PR #4714, opened 2016-05-07
Pull fuzzy update stores

phlax:
If a units state has changed, but there are no other changes then the Store is not updated

This PR fixes that.

I think we need to ensure that *all* unit changes are properly registered regardless of source/target changes, and probs add some more tests around this. (ref #4715)

thanks to @cloph for spotting this and submitting initial fix #4713.

### DIFF
--- a/pootle/apps/pootle_store/diff.py
+++ b/pootle/apps/pootle_store/diff.py
@@ -20,7 +20,7 @@ class UnitDiffProxy(UnitProxy):
     """Wraps File/DB Unit dicts used by StoreDiff for equality comparison"""
 
     match_attrs = ["context", "developer_comment", "locations",
-                   "source", "target", "translator_comment"]
+                   "source", "state", "target", "translator_comment"]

########

Which lines in the listing above include the string "that"? Copy each of them.

This PR fixes that.
I think we need to ensure that *all* unit changes are properly registered regardless of source/target changes, and probs add some more tests around this. (ref #4715)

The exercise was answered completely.